The diameter of the renovated dagoba measures 38 feet. The circular terrace on which the stupa was built measures 132 feet. Four flights of steps, each with a width of 12 feet, oriented in cardinal directions, lead to the terrace, which itself is 10 feet above the ground level. During the glorious era of Anuradhapua, Lankaramaya stupa had a roof supported by 88 stone cut columns in the cetiyaghara (vatadage) architectural design at Polonnaruwa vatadage at Sri Lanka Holidays Polonnaruwa and Medirigirya vatadage and Thuparama stupa. Today only a few of the columns remain surrounding the stupa.

Mirisavatiya Dagaba

Royal Pleasure Gardens Also known as the Park of the Goldfish, these gardens testify to the skill of the architects and landscape gardeners of King Dutugemunu's reign. Covering approximately 14 ha (35 acres), they are built around ponds and rocks, with views over the Tissa Wewa tank, and were intended as a tranquil retreat from affairs of state. Some of that tranquility survives.

Vijitapura Raja Maha Viharaya (Royal Temple at City of Victory)

Vijitapura Raja Maha Viharaya is located close to great Kalawewa reservoir in the field where the hero of the nation, King Dutugamunu (161-131 BC), following a series of battles in numerous Dravidian strongholds through long 30 years, finally defeated Elara of Marauding Dravidian invaders & rescued the nation & faith. The victorious king allowed the defeated Dravidians to live in northern peninsula to where they fled: live & let live ideology of the Aryan Sinhalese. The gentle sway of Buddhism with its concept of right to life of all beings saved the marauding southern Indian Dravidians from being pushed into the Indian Ocean.

Kadu Ge Gala

Kade Ge gala in the courtyard of Vijitapura Raja Maha Viharaya is the stone at which the thousands of swords of King Dutugamunu's army were sharpened during the great battle at Vijitapura.

Isurumuniya Rock Temple

This rock temple, nicely built into the crevices between great smooth basalt boulders, is one of Anuradhapura's hidden secrets. It is well known for its sensual sculptures of embracing couples, indicating a culture which, while devout, was clearly not prudish. Dating from the 3rd century BC, it stands beside ponds above which the rock face has been carved with cheerful looking elephants at play.

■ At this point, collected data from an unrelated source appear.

PR #394, opened 2022-02-01
Add Dask Worker Group CRD

Matt711:
As one of the first steps in #392, we need to create some Kubernetes custom resource definitions (CRDs). This CRD is the DaskWorkerGroup that the Operator will use to develop Dask workers.


dask_kubernetes/operator/tests/test_customresources.py
```diff
@@ -1,19 +1,20 @@
...
-    k8s_cluster.kubectl("delete", "-f", *crd_path)
-
-
-def test_customresources(k8s_cluster):
-    assert "daskclusters.kubernetes.dask.org" in k8s_cluster.kubectl("get", "crd")
+import pytest
+
+from glob import glob
+import pathlib
+import os
```
jacobtomlinson, line 5: This diff looks a bit strange given these lines haven't changed.

I suspect this is Windows CRLF vs *nix LF shenanigans. You probably need to tweak your git settings to fix this. [This blog post looks useful.](https://www.aleksandrhovhannisyan.com/blog/crlf-vs-lf-normalizing-line-endings-in-git/)

jacobtomlinson:
Test failures are related to dask-contrib/dask-ctl#25.

dask_kubernetes/operator/customresources/daskworkergroup.yaml
```diff
@@ -0,0 +1,27 @@
...
+      schema:
+        openAPIV3Schema:
+          type: object
+          properties:
+            spec:
+              type: object
+              x-kubernetes-preserve-unknown-fields: true
+            status:
+              type: object
+              x-kubernetes-preserve-unknown-fields: true
```
Matt711, line 27: So now I need to fill out this spec section more. @jacobtomlinson 
```suggestion
            spec:
              type: object
              properties:
                replicas:
                  type: integer
                image:
                  type: string  
              x-kubernetes-preserve-unknown-fields: true
            status:
              type: object
              x-kubernetes-preserve-unknown-fields: true
```

jacobtomlinson: Sure. I'm tempted to suggest we leave things with the `x-kubernetes-preserve-unknown-fields: true` for now and come back and fully nail down the spec later.

Once things are finished we shouldn't have `x-kubernetes-preserve-unknown-fields: true` anywhere (and should probably add a test for that at some point).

>Love conquers all, even the throne & kingdom

More stone carvings are on display at a small museum within the temple. Among the displays is a slab that shows two lovers seated side by side, Saliya (the only son of the hero of the nation, King Dutugemunu) and his wife Asokamala. Saliya met Asokamala walking in the Pleasure Gardens, fell in love head over heels and married her. As she was not of royal blood, he was obliged to forfeit his claim to the throne.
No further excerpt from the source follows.